Dan Belchersupportthis week

The skill is the CMS.

I wanted to stand up an engineering log at fab.mabl.com — short posts from people on the delivery pipeline, public, in our voice. The first instinct was the obvious one: a CMS, or markdown files in a repo with a PR per post. Both are wrong for us. A CMS adds a vendor for ten posts a year. A PR per post means Joey doesn't write the post, because forking and branching to publish a paragraph isn't how anyone gets a paragraph out of their head. So we did the third thing: posts are markdown files in the repo, and the authoring interface is a Claude skill called /fab-note that drafts a post in the established voice, confirms it with the author, and commits the file directly to main. The author never sees a PR. Git history is preserved. The skill is the CMS. The point that surprised me writing this: the right interface for a publishing system isn't a form or a PR, it's the tool the authors are already inside. Our engineers spend their day in Claude Code. Meeting them there cost less than building anything else.

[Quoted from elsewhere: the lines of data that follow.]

Issue #712, opened 2021-09-22
Scan yaml files with IaC security scanner tool https://www.checkov.io/


bart0sh:
This tool should help us to automate security checks for project yaml files.
It's integrated with github.com and can be configured to automatically scan github projects.

Here is an example of scanning demo/test-fpga-preprogrammed.yaml 
```
$ checkov -f ./test-fpga-preprogrammed.yaml 
Passed checks: 71, Failed checks: 18, Skipped checks: 0
Check: CKV_K8S_27: "Do not expose the docker daemon socket to containers"
	PASSED for resource: Pod.test-fpga-preprogrammed.default
	File: ./test-fpga-preprogrammed.yaml:1-20
	Guide: https://docs.bridgecrew.io/docs/bc_k8s_26

Check: CKV_K8S_18: "Containers should not share the host IPC namespace"
	PASSED for resource: Pod.test-fpga-preprogrammed.default
	File: ./test-fpga-preprogrammed.yaml:1-20
	Guide: https://docs.bridgecrew.io/docs/bc_k8s_17

Check: CKV_K8S_19: "Containers should not share the host network namespace"
	PASSED for resource: Pod.test-fpga-preprogrammed.default
	File: ./test-fpga-preprogrammed.yaml:1-20
	Guide: https://docs.bridgecrew.io/docs/bc_k8s_18
...

Check: CKV_K8S_23: "Minimize the admission of root containers"
	FAILED for resource: Pod.test-fpga-preprogrammed.default
	File: ./test-fpga-preprogrammed.yaml:1-20
	Guide: https://docs.bridgecrew.io/docs/bc_k8s_22

		1  | apiVersion: v1
		2  | kind: Pod
		3  | metadata:
		4  |   name: test-fpga-preprogrammed
		5  | spec:
		6  |   containers:
		7  |   - name: test-container
		8  |     image: intel/opae-nlb-demo:devel
		9  |     imagePullPolicy: IfNotPresent
		10 |     securityContext:
		11 |       capabilities:
		12 |         add:
		13 |           [IPC_LOCK]
		14 |     resources:
		15 |       limits:
		16 |         fpga.intel.com/arria10.dcp1.2-nlb3-preprogrammed: 1
		17 |         cpu: 1
		18 |         hugepages-2Mi: 20Mi
		19 | 
		20 |   restartPolicy: Never

...

```

hj-johannes-lee:
I made [a draft pr](#874) about this issue.
[...]

PR #906, opened 2022-02-25
implement terrascan check

bart0sh:
Fixes: #712

### DIFF
--- a/.github/workflows/ci.yaml
+++ b/.github/workflows/ci.yaml
@@ -166,3 +166,17 @@ jobs:
       - name: Test SGX & FPGA Admission Webhook, Deploy Operator
         run: |
           make test-with-kind
+
+  terrascan:
+    runs-on: ubuntu-latest
+    steps:
+    - name: Checkout repository
+      uses: actions/checkout@v2
+    - name: Install terrascan
+      run: |
+        curl -L "$(curl -s https://api.github.com/repos/accurics/terrascan/releases/latest | grep -o -E "https://.+?_Linux_x86_64.tar.gz")" > terrascan.tar.gz
+        tar -xf terrascan.tar.gz terrascan && rm terrascan.tar.gz
+        install terrascan /usr/local/bin && rm terrascan
+    - name: Run Terrascan
+      run: make terrascan
+
--- a/Makefile
+++ b/Makefile
@@ -148,6 +148,15 @@ e2e-sgx:
 e2e-gpu:
 	@$(GO) test -v ./test/e2e/... -ginkgo.v -ginkgo.progress -ginkgo.focus "GPU" -delete-namespace-on-failure=false
 
+terrascan:
+	@ls deployments/*/kustomization.yaml | while read f ; \
+	do \
+		echo "\n==== $$(basename $$(dirname $$f)) ====" ; \
+		terrascan scan -v --show-passed -d $$(dirname $$f) -i kustomize --severity high \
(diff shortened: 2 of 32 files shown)


deployments/qat_plugin/overlays/sriov_numvfs/sriov_numvfs_init.yaml
```diff
@@ -20,6 +20,7 @@ spec:
           done
         securityContext:
           readOnlyRootFilesystem: true
+          allowPrivilegeEscalation: false
```
mythi, line 23: this one triggers:
`cannot set `allowPrivilegeEscalation` to false and `privileged` to true\n\nerror:\nexit status 1",` in e2e-qat

bart0sh: yep, removed

Makefile
```diff
@@ -148,6 +148,15 @@ e2e-sgx:
 e2e-gpu:
 	@$(GO) test -v ./test/e2e/... -ginkgo.v -ginkgo.progress -ginkgo.focus "GPU" -delete-namespace-on-failure=false
 
+terrascan:
```
hj-johannes-lee, line 151: Hello! When users run terrascan locally, then do they need to install terrascan by themselves?

bart0sh: yes, they do need that. I can add its installation to the ```install-tools``` Makefile target if needed. However, we don't have all tools installed by that target, e.g. kubectl, venv etc.

hj-johannes-lee: Yeah, that's true. Just I was curious about that matter.

.github/workflows/ci.yaml
```diff
@@ -166,3 +166,17 @@ jobs:
       - name: Test SGX & FPGA Admission Webhook, Deploy Operator
         run: |
           make test-with-kind
+
+  terrascan:
+    runs-on: ubuntu-latest
+    steps:
+    - name: Checkout repository
+      uses: actions/checkout@v2
+    - name: Install terrascan
```
mythi, line 175: There's a github action for this too but below is fine as it can be copied to `Jenkinsfile` too.

mythi (commented):
/lgtm

.github/workflows/ci.yaml
bart0sh: I've looked at it and found it hard to use in our setup due to a requirement to use iac_dir input to point out to the directory with kustomization.yaml. This would require to create one step per directory in the ci.yaml and maintain that.

mythi: > This would require to create one step per directory in the ci.yaml and maintain that.

OK, I see. So the matrix syntax cannot be used?

bart0sh: I'd not say it can't be used, but it would be much less straightforward and reusable (locally and in Jenkins) and much more hacky. The main challenge with it is a difficulty to generate matrix targets. Official [github documentation](https://docs.github.com/en/actions/using-jobs/using-a-build-matrix-for-your-jobs) only shows those as a list of constants.

mythi: +1

bart0sh:
@mythi do you still have any doubts/objections regarding this PR. If not, please merge.

mythi:
@bart0sh I could merge but did you plan to add it to `Jenkinsfile` too?

bart0sh:
@mythi sure, will do. Totally forgot about it, sorry.

mythi (approved):

mythi:
will merge once e2e-* are done

Issue #294, opened 2020-02-12
GPU device plugin validation on real hardware


msivosuo:
Validate GPU plugin on real hardware.

rojkov:
The existing E2E test for GPU tests if a pod requesting an Intel GPU resource actually gets scheduled on a node. For details see https://github.com/intel/intel-device-plugins-for-kubernetes/blob/master/test/e2e/gpu/gpu.go.
So far I've validated it on a single node cluster and the node being a NUC with Intel Iris GPU.

PR #909, opened 2022-03-03
add e2e-gpu workflow

bart0sh:
Fixes: #294

### DIFF
--- a/.github/workflows/e2e-gpu.yml
+++ b/.github/workflows/e2e-gpu.yml
@@ -1,0 +1,34 @@
+name: e2e-gpu
+on:
+  workflow_dispatch:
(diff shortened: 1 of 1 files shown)


bart0sh:
@mythi @okartau this requires setting up new runner before merging.

okartau (approved):

bart0sh:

Joe Lustrelease opsthis week

Reliable builds are the actual unlock.

Our productivity is up roughly 4x quarter over quarter. The thing I keep working on is making sure the build infrastructure can actually keep up. CLI builds intermittently failing on a datastore emulator issue. Self-hosted runners missing Docker. JDK downloads from Adoptium failing at random. The worst was a pernicious interplay between simultaneous matrix builds, GitHub's pre-registered runner names, GCP's 5-VM-per-call rate limit, and Pub/Sub retries — when all four collide, the merge queue stops moving. Our merge queue alone has cost us a day at a time when it breaks. None of this work is glamorous. Cache config, runner audits, log diving, hunting down Pub/Sub retry semantics. But the math is straightforward: every minute the merge queue is broken is a minute the rest of the agentic pipeline is sitting idle. AI-native throughput needs reliable builds underneath it for the upstream gains to compound. Agents can write code as fast as they want — if main can't merge, none of it ships. So I keep investing here. It's the least visible work and the highest-leverage.